To justify your marketing budget you need to establish forecasts based on past performance, measure the actual outcomes and match them back against the forecast. Then when you present your budget, you can provide facts based on previous forecasts and actual results. This will give you credibility in your marketing investment requests.
This will give you credibility in your marketing investment requests.
How do we measure those outcomes?
In this example, we have developed a campaign forecast based on past data. With this past data we can start to determine if the campaign will generate a return on marketing investment (ROMI). If the forecast does not achieve the desired ROMI, you have the opportunity to refine the campaign or scrap it. So straight from the get-go, you are determining the value of each campaign.

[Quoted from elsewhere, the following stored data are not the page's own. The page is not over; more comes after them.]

PR #112, opened 2021-04-30
Ra dspdc 1688 refactor god object

raaidbroad:
## Why
God object bad. Readable files good.
[Relevant ticket](https://broadinstitute.atlassian.net/browse/DSPDC-1688)

## This PR
Breaks the large manage.py file/object into multiple files/objects with more specific goals, updates calls that reference the object, and breaks up tests too.

### DIFF
--- a/orchestration/dagster_orchestration/hca_manage/bq_managers.py
+++ b/orchestration/dagster_orchestration/hca_manage/bq_managers.py
@@ -30,7 +30,7 @@ class BQRowManager(_BQRowDataclass, ABC):
         pass
 
     @abstractmethod
-    def check_or_remove_rows(self, soft_delete: bool = False) -> int:
+    def check_or_delete_rows(self, soft_delete: bool = False) -> int:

Today 60-70% of the customer education process is undertaken online by the buyer before anyone even talks to a sales person. So we are going to start this multi-channel campaign with a blog article. Because we have set the blog page up as a landing page, we can track the visits by the reference type, such as search engine, social, email, or direct traffic. From this information we can get an indication if our blog site is enticing people to the page. If not we can refine the blog subject or content or push some ads to get the blog noticed. We are measuring the blogs effectiveness to generate attention.
From the blog site, we can have a couple of calls to action. One could be to download a white paper while the other could be to view a YouTube video. With these calls to action we can request some information such as first name, last name and email address. Once this information is provided, we can start a nurture process in Dynamics CRM and send the prospect an email with a link to both the white paper and the YouTube video. Now we know who the person is and we can match back any previous anonymous visits to our tracking pages. This is like Google Analytics but instead of capturing the total numbers we are capturing the information against the individual.
We can also track if the call to action is effective or needs to be refined. Based on the prospect’s interactions with our digital information, we can generate a lead score in Dynamics CRM. If this lead score has reached a suitable level, we can then assign the lead to a field salesperson to qualify. The salesperson can then take the prospect through the sales process and ultimately win the opportunity.
Now you have actual revenue recorded against your campaign in Dynamics CRM, so you can start to determine the actual ROMI and see how you have performed against the forecast.
Have you achieved your ROMI? Have you improved your forecasting?